Gold/ Yellow became the secondary brand color to reflect the abundance of gold in Cambodia, which can be seen through jewelry and traditional clothing.
Every design decision was intended to create consistency across signage, menus, digital experiences, and the physical restaurant.
Building the Brand
The restaurant itself became one of the most important parts of the customer journey. Rather than decorating the space after construction, I treated the environment as another interface.
Natural Materials
Wood furnishings and indoor plants created a calm environment inspired by Southeast Asia while making the restaurant feel warm and approachable.
Seating Layout
The dining room was arranged to balance customer comfort with efficient staff movement during busy service. It was also intentional to have large tables for families to follow the values of eating family-style and create memories at the table.
Designing the Restaurant Experience
The website became the restaurant's first impression.

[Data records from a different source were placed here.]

PR #84, opened 2019-12-01
Fix compatability, id cookies, and binding:file; add safety-limits [1.6]

LiberalArtist:
I'm still cleaning up various things in the `safety-limits` commit—most notably, I haven't adjusted the tests—and finishing another commit for the `binding:file` edge cases, but I thought I'd open a PR now to solicit comments. See <https://github.com/racket/web-server/pull/77> and <https://github.com/racket/web-server/pull/75#issuecomment-552677557> for earlier discussion.

As I proposed in <https://github.com/racket/web-server/pull/82#issuecomment-557645643>, when we have consensus on the API changes, I plan to increment the `web-server-lib` version to `1.6` and open a corresponding PR in <https://github.com/racket/typed-racket> for `typed/racket/http`.


web-server-doc/web-server/scribblings/dispatch-server.scrbl
```diff
@@ -54,55 +68,274 @@ ports (e.g., to implement SSL) as used by the dispatch server.
...
+
+ The arguments to @racket[make-safety-limits] are used as follows:
+ @itemlist[
+ @item{The @racket[max-waiting] argument is passed to @racket[tcp-listen]
+   to specify the maximum number of client connections that can be waiting for acceptance.
+   When @racket[max-waiting] clients are waiting for acceptance, no new client connections can be made.
+   }
+  @item{The @racket[initial-connection-timeout] specifies the initial timeout,
+   in seconds, given to each connection.
+   }
```
LiberalArtist: @Bogdanp I think it would be useful to say more about how `initial-connection-timeout` interacts with the other timeouts, but I'm not 100% sure I've worked it all out myself.

LiberalArtist:
Here are some of the things that seem debatable:

## Response timeouts: `current-send-timeout` vs. connection manager changes

The `response-send-timeout` is used in `output-response` and friends from `web-server/http/response`, which are used in a number of different call sites. I liked that <https://github.com/racket/web-server/pull/77> required no source changes to uses of `output-response`-like functions, but I didn't communicating the value through a `current-send-timeout` parameter. Using a parameter required using `parameterize` around any context in which `output-response` might be called, which seemed error-prone—and indeed, <https://github.com/racket/web-server/pull/77> only parameterized `current-send-timeout` inside `serve` from `web-server/web-server`, so programs that used `serve/web-config@` or used the unit layer directly, for example, wouldn't set the parameter.

Instead, I extend `start-connection-manager` to accept an optional `safety-limits` argument and cooperate with `new-connection` to put the timeout inside an extended `connection` struct. This approach also seems extensible to future kinds of limits that apply to the connection. The downside is that the basic `connection` struct is documented, but creating connections without going through `new-connection` would circumvent the safety limits. It isn't entirely satisfying, but anyone who is manipulating connection instances can already do lots of bad stuff, so I've just documented the added restriction.

(The basic `connection` struct is also mutable, though the mutability isn't documented, and exploiting that seems like it already could cause problems painful to contemplate: for now I just ignore it, but a future PR might try to limit the mutability or at least not provide all of the mutators.)

## Configuration tables

How should configuration tables support `safety-limits`? In <https://github.com/racket/web-server/pull/77>, <https://github.com/Bogdanp/web-server/commit/cefe99f> extends configuration tables to support `response-timeout` and `response-send-timeout`, but not the other limits and timeouts. Here, I revert that change—some reasons are:

- Configuration tables remain consistent with `web-config^` (as opposed to the new `web-config*^`), rather than becoming a special case in which parts of `safety-limits` they support.
- In general, I've tried to make public APIs deal with whole `safety-limits` values, even when they only use a few pieces of them, in the interest of maintaining a single point of control and the possibility of adding new pieces in the future.
- Various mailing-list posts from @jeapostrophe suggest that the status of configuration tables is somewhere between "not recommended for new programs" and a sort of soft deprecation. [For example:](https://groups.google.com/d/msg/racket-users/igpDGJfdoTg/l31y67M6BwAJ), "You are right to use serve/servlet and friends rather than the
configuration-table stuff, which is just there for backwards
compatibility."  

## `serve/servlet` and `serve/launch/wait`

Before <https://github.com/racket/web-server/pull/77>, these supported only a `max-waiting` argument, whereas `serve` and friends from `web-server/web-server` also accepted an `initial-connection-timeout`. Right now, I don't add an `initial-connection-timeout` argument to functions that didn't already accept it, because adding a deprecated argument feels a bit silly. On the other hand, I can see a case for making everything consistent with `serve`.

## Miscellaneous

- Should any higher-level modules reexport `web-server/safety-limits`?
- Right now, I put the section documenting `safety-limits` in "Web Server: HTTP Server", §1 "Dispatching Servers", between "Dispatching Server Signatures" and "Dispatching Server Unit." I can think of various other places to put it: a new top-level section in "Web Server: HTTP Server"? In "Web Applications in Racket", since it's referenced there?

web-server-doc/web-server/scribblings/dispatch-server.scrbl
Bogdanp: I think the "timeout plan" at the top of `timer.rkt` is a fairly accurate description, although it should really mention which timeouts the timer gets reset to at every step. I think the `initial-connection-timeout` is completely superseded by the more fine-grained timeouts and is now only really used as the maximum time before the web server must start processing a request. Unless it's set to 0 or the server is under extreme load, it should never be reached.

jeapostrophe:
Re: Configuration Tables --- There are A LOT of features that these do not support and they have not been maintained in a very very long time, easily a decade. I don't think we should remove the command line tool, but it doesn't have feature parity now and couldn't feasibly have it.

web-server-doc/web-server/scribblings/dispatch-server.scrbl
LiberalArtist: Thanks for pointing me to this! From looking at the old behavior: https://github.com/racket/web-server/blob/ba300fde5f88a2d0883d37eaaba9ee140d425896/web-server-lib/web-server/private/timer.rkt#L107-L110

I think it would make more sense to remove `#:initial-connection-timeout` from `safety-limits`, pass deprecated `#:initial-connection-timeout` arguments as `#:request-read-timeout`, and set the initial timeout of the connection to the `#:request-read-timeout`. Does that seem right to you?

web-server-lib/web-server/http/request.rkt
```diff
@@ -589,7 +549,7 @@
 ;; This is kind of high just to be safe, but I don't think you ever see
 ;; more than a couple headers (Content-Disposition and Content-Type) per
 ;; field in practice.
-(define MAX-HEADERS/FIELD 20)
+(define MAX-HEADERS/FIELD 20) ;; ???
```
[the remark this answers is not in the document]
LiberalArtist: I'd meant to remove my comment—I hadn't initially realized that this applied to headers of a `multipart/form-data` part—but instead I'll note that in the comment lest anyone else be similarly confused.

I agree that this seems ample, especially given [RFC 7578 §4.8](https://tools.ietf.org/html/rfc7578#section-4.8). I'd leave `MAX-HEADERS/FIELD` as a constant.

web-server-lib/web-server/http/request.rkt
```diff
@@ -602,12 +562,14 @@
...
-                             #:max-fields [max-fields 100]
-                             #:max-field-length [max-field-length (* 8 1024)])
+(define (read-mime-multipart in boundary #:safety-limits [limits (make-safety-limits)])
+  (match-define (safety-limits #:max-request-files max-files
+                               #:max-request-file-length max-file-length
+                               #:request-file-memory-threshold max-file-memory-threshold
+                               #:max-request-headers max-fields
+                               #:max-request-header-length max-field-length)
+    limits)
+
```
LiberalArtist: I think this change was wrong: `#:max-request-headers` and `#:max-request-header-length` shouldn't control reading the body of `multipart/form-data` parts that end up as `binding:form` values. I will adjust `safety-limits` accordingly.

I think I may have been confused as with `MAX-HEADERS/FIELD` about "field," which obviously refers to form fields, but the phrase "MIME header fields" is also used in RFC 7478 discussing `multipart/form-data`.

web-server-lib/web-server/http/request.rkt
```diff
@@ -622,7 +584,7 @@
     (make-limited-input-port in n #f))
 
   (define (collect-part-headers)
-    (read-headers in MAX-HEADERS/FIELD (current-http-line-limit)))
+    (read-headers* in #:max-count MAX-HEADERS/FIELD #:max-length max-field-length))
```
LiberalArtist: Here I do think we should use `max-request-header-length`.

web-server-lib/web-server/http/request.rkt
```diff
@@ -712,7 +674,7 @@
       (reverse parts*)))
 
   (let skip-preamble ()
-    (define line (read-http-line/limited in))
+    (define line (read-http-line/limited in #:limit max-field-length))
```
LiberalArtist: I think this should also be `max-request-header-length`.

web-server-lib/web-server/http/request.rkt
```diff
@@ -651,8 +613,8 @@
         (define line
           (begin
             ;; Skip the CRLF and then read the boundary line.
-            (read-http-line/limited in)
-            (read-http-line/limited in)))
+            (read-http-line/limited in #:limit max-field-length)
+            (read-http-line/limited in #:limit max-field-length)))
```
LiberalArtist: @Bogdanp I'm less sure what the right limit is here. Previously it was `(current-http-line-limit)`, so `(* 8 1024)`.

web-server-doc/web-server/scribblings/dispatch-server.scrbl
Bogdanp: Yes, I think that sounds reasonable.

web-server-lib/web-server/http/request.rkt
Bogdanp: The call on line 616 should only ever read 2 bytes and the one after it should read up to an entire boundary line.  RFC2046 specifies that boundaries should be no longer than 70 characters so the total length of a boundary line can be up to 76 bytes long (two leading dashes + boundary + two final dashes (if final boundary) + CRLF). 

Since we know what the boundary is, we could do:

```racket
(read-http-line/limited in 2)  ;; CRLF
(read-http-line/limited in (+ (bytes-length end-boundary) 2))  ;; max boundary line length (including all the dashes) + CRLF
```

LiberalArtist:
I've pushed another batch of changes that are still broken. I'm aiming to wrap this up by the end of the week.

LiberalArtist:
It's looking like "the end of the week" was a bit overly optimistic, and I'm going to have limited connectivity for roughly the next week, but I should be able to finish not long after the new year.

web-server-lib/web-server/http/request.rkt
LiberalArtist: Does the `#:limit` to `read-http-line/limited` include the terminating CRLF? I think it does, in which case I think reading the CRLF should be `(read-http-line/limited in #:limit 0)`.

LiberalArtist: Yes, I tried it at the repl:
```
> (read-http-line/limited #:limit 2 (open-input-bytes #"--\r\n"))
#"--"
> (read-http-line/limited #:limit 0 (open-input-bytes #"\r\nabcdefg"))
#""
```

LiberalArtist:
I am having a hard time debugging one last test failure. [In the CI tests](https://github.com/racket/web-server/pull/84/checks?check_run_id=386427255#step:6:19), I am getting the failure `all-e2e-tests.rkt: raco test: non-zero exit: 1`. The most detail I've managed to get locally is:
```
Sapientia:web-server philip$ raco test web-server-test/tests/web-server/e2e/all-e2e-tests.rkt
raco test: (submod "web-server-test/tests/web-server/e2e/all-e2e-tests.rkt" test)
raco test: @(test-responsible '(jay))
all-e2e-tests.rkt: raco test: test raised an exception
```
I am not sure how to figure out more precisely what is going wrong.

With some tweaks to "all-e2e-tests.rkt" so I can comment out some cases, it looks like the `echo` and `tls` e2e tests are working fine, but all of the others have problems—but I still haven't gotten an actual error message.

There is one more substantive commit for the revisions to `binding:file`, and it is essentially done: I'm just holding it until I can get these tests to pass.

LiberalArtist:
I've squashed the history for this PR: the details are at <https://github.com/LiberalArtist/web-server/tree/wrap-up-1.6-history>.

Bogdanp:
> I am not sure how to figure out more precisely what is going wrong.

It's surprising that `raco test` doesn't report the exception. If I load the test submodule inside `racket-mode`, I get this exception:

```
; application: procedure does not expect an argument with given keyword
;   procedure: serve
;   given keyword: #:max-request-file-length
;   arguments...:
;    #:dispatch #<procedure:...patch-filter.rkt:12:0>
;    #:max-request-file-length 500
;    #:max-request-file-memory-threshold 250
;    #:max-request-files 2
;    #:port 9114
; Context:
;  /Users/bogdan/sandbox/web-server/web-server-test/tests/web-server/e2e/all-e2e-tests.rkt:41:6
;  /Applications/Racket v7.5/share/pkgs/rackunit-lib/rackunit/private/result.rkt:91:3
;  /Applications/Racket v7.5/share/pkgs/rackunit-lib/rackunit/private/test-suite.rkt:139:7
;  /Applications/Racket v7.5/share/pkgs/rackunit-lib/rackunit/private/test-suite.rkt:136:2
;  /Applications/Racket v7.5/share/pkgs/rackunit-lib/rackunit/private/test-suite.rkt:61:0 apply-test-suite
;  /Applications/Racket v7.5/share/pkgs/rackunit-lib/rackunit/text-ui.rkt:91:0 run-tests5
;  (submod "/Users/bogdan/sandbox/web-server/web-server-test/tests/web-server/e2e/all-e2e-tests.rkt" test):1:1 [running body]
; [Due to errors, REPL is just module language, requires, and stub definitions]
```

It looks like `e2e/file-upload/server.rkt` needs to be updated.

Bogdanp:
@LiberalArtist [this patch](https://gist.github.com/Bogdanp/223ff84f459265836c0d70707f9a5f59) gets the e2e tests passing.

LiberalArtist:
I think this is complete! (Finally!) Thanks @Bogdanp for walking me through how the new limits should work.

Bogdanp:
I've run the same attacks against this branch as I did against my own PR and I don't see any regressions, which is great! I also ran matchacha.ro's end-to-end test suite as well as played around with the website myself locally and everything is working fine. I'll do another pass over the changes and the new documentation in the morning, but this has a 👍 from me so far.

I'm not sure exactly what the branching process as part of a release is for this repo in particular, so I figured I'd ask: is there a chance that `master` will be released as part of `Racket 7.6` before this is merged, thereby making this (`safety-limits` in particular) a backwards-incompatible change with regards to that release? How do we make sure that doesn't happen? It may make sense to remove my changes from the 7.6 release if this can't get merged into the release branch "in time."

cc @samth

mflatt:
Whatever was in master as of January 7 is currently slated for the release. The manager for this repo, @jeapostrophe, can have anything he thinks appropriate replace that default until January 15. After January 15, any change requires a discussion among the release managers.

It sounds like Jay should decide whether to revert some commits to avoid backward-incompatibility (for now) or add new commits to get things into long-term shape.

jeapostrophe:
I think that we should add these commits for the long-term, unless someone sees any big problems by tomorrow, in which case, we should revert and continue working on this path.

Many customers would discover Heng Seng Noodles through Google before ever visiting.
The website needed to answer three questions quickly.
What is Cambodian food?
What should I order?
How do I visit or place an order?
I designed responsive layouts that prioritized:
easy navigation
readable menus
clear calls-to-action
mobile accessibility
Rather than overwhelming visitors with long blocks of text, I used photography and visual hierarchy to guide users naturally through the experience.
For many customers, the menu would determine whether they felt confident placing an order.

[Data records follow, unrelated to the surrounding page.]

PR #85, opened 2020-04-01
Move response/empty to http/request-structs.rkt.

jessealama:
The documentation incorrectly implies that `response/empty`
is in the `web-server/http/response-structs` module.  You
can see this if you look at

  https://docs.racket-lang.org/search/index.html?q=response%2Fempty

for 7.6. But this isn't true: if you use `response/empty` after `require`ing `web-server/http/response-structs`, you'll get an unbound identifier error. `response/empty` is actually provided from `web-server/http/empty`.

Rather than viewing this as a problem with the
documentation, the solution here is to incorporate
`response/empty`, which is currently defined in a little
module `empty.rkt`, into `response-structs.rkt`. It thus
sites alongside other utilities such as `response/full` and
`response/output`.

### DIFF
--- a/web-server-doc/web-server/scribblings/http.scrbl
+++ b/web-server-doc/web-server/scribblings/http.scrbl
@@ -430,18 +430,6 @@ Equivalent to
                as the result (instead of demanding @racket[void?]).}]
 }
 
-@defproc[(response/empty [#:code code number? 200]
-                         [#:message message (or/c false/c bytes?) #f]
-                         [#:cookies cookies (listof cookie?) '()]
-                         [#:seconds seconds number? (current-seconds)]
-                         [#:headers headers (listof header?) '()])
-         response?]{
-Generates a response with an empty body. The usual @tt{Content-Type} header will be absent, unless passed in via @racket[headers]. Equivalent to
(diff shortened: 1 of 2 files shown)


jessealama:
Pull request for the TR web-server is [here](https://github.com/racket/typed-racket/pull/922).

jessealama:
The solution here is just a proposal. I can imagine at least one alternative: provide `response/empty` from `web-server/http`. (A minor change to the docs would be needed.)

jessealama:
The build dies because TR is trying to use a file that gets deleted here. This change and the associated TR change depend on each other.

samth:
The re-provide solution seems simpler to me.

jeapostrophe:
I think the original intention was to provide it from `web-server/http` or correct the docs so that there's no backwards compatibility problems.

jessealama:
> I think the original intention was to provide it from `web-server/http` or correct the docs so that there's no backwards compatibility problems.

Sounds good. I've adjusted the docs and fixed the problem by (re)providing `response/empty` from `web-server/http`. I've squashed all the intermediate work into a single commit for the sake of cleanliness.

Backwards compatibility is preserved. `response/empty` never was really available in `web-server/http/response-structs`, despite what the docs implied, but it was available if you `require`d the undocumented `web-server/http/empty` module. That is preserved here.

jeapostrophe:
Thanks... this is a bit messy but I think this might be the right thing.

Instead of listing dishes without structure, I organized the menu into clear categories that reduced cognitive load and made browsing easier.

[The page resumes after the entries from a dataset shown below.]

PR #112, opened 2021-12-20
Fix contract for `response/output`

### LINKED ISSUE #111: Error in contract for `response/output`
The contract for `response/output` is incorrect: the `#:message` keyword argument should be `(or/c bytes? #f)` rather than just `bytes?` as it currently is.

jessealama:
The contract was overly strict. The intention all along was
to allow `#f` as the `#:message` argument. That's what's in
the docs, and indeed, we use `#f` in some tests.

closes #111


jeapostrophe:
Thank you!

PR #117, opened 2022-06-03
Add #:path->headers to dispatch-files

sorawee:
We might want to set the response header based on path.
For example, a server might want to serve a gzip file (.gz) with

Typography, spacing, and hierarchy were refined to improve readability while maintaining consistency with the overall brand.
The result was a menu that educated customers instead of overwhelming them.
Designing the Digital Experience
AI became a collaborative tool throughout the project. Instead of using it to make design decisions for me, I used it to accelerate research, explore ideas, and iterate more efficiently.
Using AI Throughout the Process
Recipe Development
Creating the menu followed the same iterative process.
I researched traditional Cambodian dishes, developed my own variations, cooked each recipe, and tasted every version. After each round of testing, I used AI to help identify ingredient adjustments when flavors felt too salty, sweet, or unbalanced.
Rather than accepting suggestions automatically, I treated them as hypotheses and validated every change through additional cooking and taste testing. Once recipes were finalized, AI helped scale ingredient quantities from home-sized recipes to restaurant production while maintaining consistency.
This process allowed me to iterate faster while keeping every final decision grounded in real-world testing.
By opening day on May 2025, the project had grown far beyond a restaurant idea.
The final experience included:
Brand identity
Restaurant interior
Responsive website
Digital menu
Physical menu
Photography direction
Customer journey
Marketing materials
Every touchpoint was intentionally designed to create one cohesive experience.
Launch
Designing Heng Seng Noodles changed the way I think about product design. I learned that meaningful experiences don't begin and end with a screen.
Whether designing a restaurant, a website, or a menu, the process remains the same:
Understand people, identify friction, prototype solutions, iterate, and continue improving after launch.
Owning and operating the restaurant also gave me something many design projects cannot—a continuous feedback loop.
Every customer interaction became another opportunity to observe behavior, identify pain points, and make improvements based on real-world use.
That mindset continues to shape how I approach every design problem.